◆ Task instructions
Could you give every record again, exactly as it reads?

◆ Source records
== Segment start ==
PR #9912, opened 2024-12-02
New Version: FuzzifiED v0.10.5

mankai-chow:
I notice that there are some issue with Arpack_jll v3.9 --- it cannot find link to the BLAS library, so I am forcing compatibility with only the lower versions.


mankai-chow:
Can you help me exclude the platform aarch64-unknown-freebsd that failed the pipeline test ? The versions <3.8 of Arpack_jll do not support these platforms.

mankai-chow:
> Can you help me exclude the platform aarch64-unknown-freebsd that failed the pipeline test ? The versions <3.8 of Arpack_jll do not support these platforms.

Solved.

PR #9913, opened 2024-12-02
MAGEMin v1.6.1

NicolasRiel:
- Added frac_M_vol, frac_F_vol and frac_S_vol output for MAGEMin_C
- Corrected wrong set of W's for spinel in the metapelite and metapelite extended database
- Added molar mass of CO2 for MAGEMin_C (which was leading to failed mpe bulk loading in the App)


NicolasRiel:
Thank you very much! @giordano

PR #9917, opened 2024-12-03
[GR] bump version

jheinen:
bump GR run-time version


jheinen:
@giordano : Could you please merge #9917? Thanks in advance.

PR #9927, opened 2024-12-05
Bump mlpack, ensmallen, and Armadillo to latest stable versions.

rcurtin:
No serious changes, just a version bump... let's see if CI is happy :smile:


rcurtin:
Thanks @giordano as always! :rocket:

PR #9929, opened 2024-12-05
[Clp] Rebuild with latest LLVM toolchain

giordano:
We previously restricted compiling this package with LLVM 13 to work around an issue with the `lld` linker, but a better approach is to use the latest LLVM toolchain available but not use `lld` as linker with `clang_use_lld=false`.

### DIFF
--- a/C/Coin-OR/Clp/build_tarballs.jl
+++ b/C/Coin-OR/Clp/build_tarballs.jl
@@ -96,6 +96,6 @@ build_tarballs(
     products,
     dependencies;
     preferred_gcc_version = gcc_version,
-    preferred_llvm_version = llvm_version,
+    clang_use_lld = false,
     julia_compat = "1.9",
 )


odow:
Do we also need to rebuild the dependencies?

Osi_jll: https://github.com/JuliaPackaging/Yggdrasil/blob/aa7691d9cc9dce09e56f45a30dd829af6055e9b3/C/Coin-OR/Osi/build_tarballs.jl#L86
CoinUtils_jll: https://github.com/JuliaPackaging/Yggdrasil/blob/aa7691d9cc9dce09e56f45a30dd829af6055e9b3/C/Coin-OR/CoinUtils/build_tarballs.jl#L89

giordano:
The version of llvm shouldn't really matter much, we aren't aware of runtime incompatibilities unlike for libstdc++/libgfortran with gcc.

giordano:
This doesn't seem to help with https://github.com/jump-dev/Clp.jl/issues/131

PR #9932, opened 2024-12-06
[Qt6Charts] Add Qt6Charts

barche:
For issue https://github.com/JuliaGraphics/QML.jl/issues/210

### DIFF
--- a/Q/Qt6Charts/build_tarballs.jl
+++ b/Q/Qt6Charts/build_tarballs.jl
@@ -1,0 +1,88 @@
+# Note that this script can accept some limited command-line arguments, run
+# `julia build_tarballs.jl --help` to see a usage message.
+using BinaryBuilder, Pkg
+
+name = "Qt6Charts"
+version = v"6.7.1"
+
+# Collection of sources required to build qt6
+sources = [
+    ArchiveSource("https://download.qt.io/official_releases/qt/$(version.major).$(version.minor)/$version/submodules/qtcharts-everywhere-src-$version.tar.xz",
+                  "c236875ab3c812f0d59bad81a783095ae50932c7bea23cb81cd55437083d5d8c"),
+    ArchiveSource("https://github.com/roblabla/MacOSX-SDKs/releases/download/13.3/MacOSX13.3.sdk.tar.xz",
+                  "e5d0f958a079106234b3a840f93653308a76d3dcea02d3aa8f2841f8df33050c"),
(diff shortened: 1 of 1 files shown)


Q/Qt6Charts/build_tarballs.jl
```diff
@@ -0,0 +1,88 @@
...
+platforms_macos = [ Platform("x86_64", "macos"), Platform("aarch64", "macos") ]
+
+# The products that we will ensure are always built
+products = [
+    LibraryProduct(["Qt6Charts", "libQt6Charts", "QtCharts"], :libqt6charts),
+    LibraryProduct(["Qt6ChartsQml", "libQt6ChartsQml", "QtChartsQml"], :libqt6chartsqml),
+]
+
+products_macos = [
+    FrameworkProduct("QtCharts", :libqt6svg),
```
imciner2, line 69:
```suggestion
    FrameworkProduct("QtCharts", :libqt6charts),
```
I assume you meant for this product to have the same name as the other platforms.

Q/Qt6Charts/build_tarballs.jl
```diff
@@ -0,0 +1,88 @@
...
+    FrameworkProduct("QtChartsQml", :libqt6chartsqml),
+]
+
+# Dependencies that must be installed before this package can be built
+dependencies = [
+    HostBuildDependency("Qt6Base_jll"),
+    HostBuildDependency("Qt6Declarative_jll"),
```
imciner2, line 76: Is there a reason these don't have to be version constrained during the build but you need an exact version constraint at runtime?

Q/Qt6Charts/build_tarballs.jl
barche: Missed that, thanks!

Q/Qt6Charts/build_tarballs.jl
barche: It is not possible to set a version for build dependencies I think. The runtime dependencies are what really matters because they determine the compat settings of the generated jll package.

imciner2: You can use a `PackageSpec` to build the dependency, see e.g. https://github.com/JuliaPackaging/Yggdrasil/blob/7b1e1f040e02079f300b78f06817c9db3c8273af/S/SuiteSparse/common.jl#L94

PR #9939, opened 2024-12-07
[GAP_pkg_juliainterface] update for GAP 4.14.0

fingolfin:


G/GAP_pkg/update.jl
```diff
@@ -62,7 +62,7 @@ function update_gap_pkg_recipe(dir)
 
     # new metadata from the GAP package registry
     if pkgname == "juliainterface"
-        upstream_version = "0.9.0"
+        upstream_version = "0.12.0"
```
lgoettgens, line 65:
```suggestion
        upstream_version = "0.13.0"
```
shouldn't this match the version from above?

PR #9961, opened 2024-12-09
[openfhe_julia_int128] initialize and [openfhe_julia] update

ArseniyKholod:


ArseniyKholod:
I have opened an issue to llvm about the typeinfo for __int128 problem: https://github.com/llvm/llvm-project/issues/119608.
For now, I disable Apple compilations for 128-bit version.

O/openfhe_julia/common.jl
```diff
@@ -0,0 +1,107 @@
...
+    
+    # For MacOS additional linker flag is required to link typeid(__int128)
+    if [[ "$target" == *-apple-darwin* ]]; then
+        export LDFLAGS="-lc++abi"
+    fi
+    export LDFLAGS="-lc++abi"
+    # For MacOS additional linker flag is required to link typeid(__int128)
+    if [[ "$target" != *-apple-darwin* ]]; then
+        export LDFLAGS=""
+    fi
```
sloede, line 51: @ArseniyKholod this seems wrong?

ArseniyKholod: Now it is actually fails only on x86_64, but aarch64 is OK

ArseniyKholod: And I tested only aarch86 in our repo

sloede (approved):
LGTM! And thanks a lot for keeping at it until you found a solution for the macOS issues 💪

PR #9962, opened 2024-12-09
Enabled GMock and exported libraries

el-oso:
Not sure why GMock was disabled in GoogleTest. I just reenabled it and increased the version number.

### DIFF
--- a/G/GoogleTest/build_tarballs.jl
+++ b/G/GoogleTest/build_tarballs.jl
@@ -3,7 +3,7 @@
 using BinaryBuilder, Pkg
 
 name = "GoogleTest"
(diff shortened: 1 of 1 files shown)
== Segment end ==
◆ Response area
PR #9912, opened 2024-12-02
New Version: FuzzifiED v0.10.5

mankai-chow:
I notice that there are some issue with Arpack_jll v3.9 --- it cannot find link to the BLAS library, so I am forcing compatibility with only the lower versions.


mankai-chow:
Can you help me exclude the platform aarch64-unknown-freebsd that failed the pipeline test ? The versions <3.8 of Arpack_jll do not support these platforms.

mankai-chow:
> Can you help me exclude the platform aarch64-unknown-freebsd that failed the pipeline test ? The versions <3.8 of Arpack_jll do not support these platforms.

Solved.

PR #9913, opened 2024-12-02
MAGEMin v1.6.1

NicolasRiel:
- Added frac_M_vol, frac_F_vol and frac_S_vol output for MAGEMin_C
- Corrected wrong set of W's for spinel in the metapelite and metapelite extended database
- Added molar mass of CO2 for MAGEMin_C (which was leading to failed mpe bulk loading in the App)


NicolasRiel:
Thank you very much! @giordano

PR #9917, opened 2024-12-03
[GR] bump version

jheinen:
bump GR run-time version


jheinen:
@giordano : Could you please merge #9917? Thanks in advance.

PR #9927, opened 2024-12-05
Bump mlpack, ensmallen, and Armadillo to latest stable versions.

rcurtin:
No serious changes, just a version bump... let's see if CI is happy :smile:


rcurtin:
Thanks @giordano as always! :rocket:

PR #9929, opened 2024-12-05
[Clp] Rebuild with latest LLVM toolchain

giordano:
We previously restricted compiling this package with LLVM 13 to work around an issue with the `lld` linker, but a better approach is to use the latest LLVM toolchain available but not use `lld` as linker with `clang_use_lld=false`.

### DIFF
--- a/C/Coin-OR/Clp/build_tarballs.jl
+++ b/C/Coin-OR/Clp/build_tarballs.jl
@@ -96,6 +96,6 @@ build_tarballs(
     products,
     dependencies;
     preferred_gcc_version = gcc_version,
-    preferred_llvm_version = llvm_version,
+    clang_use_lld = false,
     julia_compat = "1.9",
 )


odow:
Do we also need to rebuild the dependencies?

Osi_jll: https://github.com/JuliaPackaging/Yggdrasil/blob/aa7691d9cc9dce09e56f45a30dd829af6055e9b3/C/Coin-OR/Osi/build_tarballs.jl#L86
CoinUtils_jll: https://github.com/JuliaPackaging/Yggdrasil/blob/aa7691d9cc9dce09e56f45a30dd829af6055e9b3/C/Coin-OR/CoinUtils/build_tarballs.jl#L89

giordano:
The version of llvm shouldn't really matter much, we aren't aware of runtime incompatibilities unlike for libstdc++/libgfortran with gcc.

giordano:
This doesn't seem to help with https://github.com/jump-dev/Clp.jl/issues/131

PR #9932, opened 2024-12-06
[Qt6Charts] Add Qt6Charts

barche:
For issue https://github.com/JuliaGraphics/QML.jl/issues/210

### DIFF
--- a/Q/Qt6Charts/build_tarballs.jl
+++ b/Q/Qt6Charts/build_tarballs.jl
@@ -1,0 +1,88 @@
+# Note that this script can accept some limited command-line arguments, run
+# `julia build_tarballs.jl --help` to see a usage message.
+using BinaryBuilder, Pkg
+
+name = "Qt6Charts"
+version = v"6.7.1"
+
+# Collection of sources required to build qt6
+sources = [
+    ArchiveSource("https://download.qt.io/official_releases/qt/$(version.major).$(version.minor)/$version/submodules/qtcharts-everywhere-src-$version.tar.xz",
+                  "c236875ab3c812f0d59bad81a783095ae50932c7bea23cb81cd55437083d5d8c"),
+    ArchiveSource("https://github.com/roblabla/MacOSX-SDKs/releases/download/13.3/MacOSX13.3.sdk.tar.xz",
+                  "e5d0f958a079106234b3a840f93653308a76d3dcea02d3aa8f2841f8df33050c"),
(diff shortened: 1 of 1 files shown)


Q/Qt6Charts/build_tarballs.jl
```diff
@@ -0,0 +1,88 @@
...
+platforms_macos = [ Platform("x86_64", "macos"), Platform("aarch64", "macos") ]
+
+# The products that we will ensure are always built
+products = [
+    LibraryProduct(["Qt6Charts", "libQt6Charts", "QtCharts"], :libqt6charts),
+    LibraryProduct(["Qt6ChartsQml", "libQt6ChartsQml", "QtChartsQml"], :libqt6chartsqml),
+]
+
+products_macos = [
+    FrameworkProduct("QtCharts", :libqt6svg),
```
imciner2, line 69:
```suggestion
    FrameworkProduct("QtCharts", :libqt6charts),
```
I assume you meant for this product to have the same name as the other platforms.

Q/Qt6Charts/build_tarballs.jl
```diff
@@ -0,0 +1,88 @@
...
+    FrameworkProduct("QtChartsQml", :libqt6chartsqml),
+]
+
+# Dependencies that must be installed before this package can be built
+dependencies = [
+    HostBuildDependency("Qt6Base_jll"),
+    HostBuildDependency("Qt6Declarative_jll"),
```
imciner2, line 76: Is there a reason these don't have to be version constrained during the build but you need an exact version constraint at runtime?

Q/Qt6Charts/build_tarballs.jl
barche: Missed that, thanks!

Q/Qt6Charts/build_tarballs.jl
barche: It is not possible to set a version for build dependencies I think. The runtime dependencies are what really matters because they determine the compat settings of the generated jll package.

imciner2: You can use a `PackageSpec` to build the dependency, see e.g. https://github.com/JuliaPackaging/Yggdrasil/blob/7b1e1f040e02079f300b78f06817c9db3c8273af/S/SuiteSparse/common.jl#L94

PR #9939, opened 2024-12-07
[GAP_pkg_juliainterface] update for GAP 4.14.0

fingolfin:


G/GAP_pkg/update.jl
```diff
@@ -62,7 +62,7 @@ function update_gap_pkg_recipe(dir)
 
     # new metadata from the GAP package registry
     if pkgname == "juliainterface"
-        upstream_version = "0.9.0"
+        upstream_version = "0.12.0"
```
lgoettgens, line 65:
```suggestion
        upstream_version = "0.13.0"
```
shouldn't this match the version from above?

PR #9961, opened 2024-12-09
[openfhe_julia_int128] initialize and [openfhe_julia] update

ArseniyKholod:


ArseniyKholod:
I have opened an issue to llvm about the typeinfo for __int128 problem: https://github.com/llvm/llvm-project/issues/119608.
For now, I disable Apple compilations for 128-bit version.

O/openfhe_julia/common.jl
```diff
@@ -0,0 +1,107 @@
...
+    
+    # For MacOS additional linker flag is required to link typeid(__int128)
+    if [[ "$target" == *-apple-darwin* ]]; then
+        export LDFLAGS="-lc++abi"
+    fi
+    export LDFLAGS="-lc++abi"
+    # For MacOS additional linker flag is required to link typeid(__int128)
+    if [[ "$target" != *-apple-darwin* ]]; then
+        export LDFLAGS=""
+    fi
```
sloede, line 51: @ArseniyKholod this seems wrong?

ArseniyKholod: Now it is actually fails only on x86_64, but aarch64 is OK

ArseniyKholod: And I tested only aarch86 in our repo

sloede (approved):
LGTM! And thanks a lot for keeping at it until you found a solution for the macOS issues 💪

PR #9962, opened 2024-12-09
Enabled GMock and exported libraries

el-oso:
Not sure why GMock was disabled in GoogleTest. I just reenabled it and increased the version number.

### DIFF
--- a/G/GoogleTest/build_tarballs.jl
+++ b/G/GoogleTest/build_tarballs.jl
@@ -3,7 +3,7 @@
 using BinaryBuilder, Pkg
 
 name = "GoogleTest"
(diff shortened: 1 of 1 files shown)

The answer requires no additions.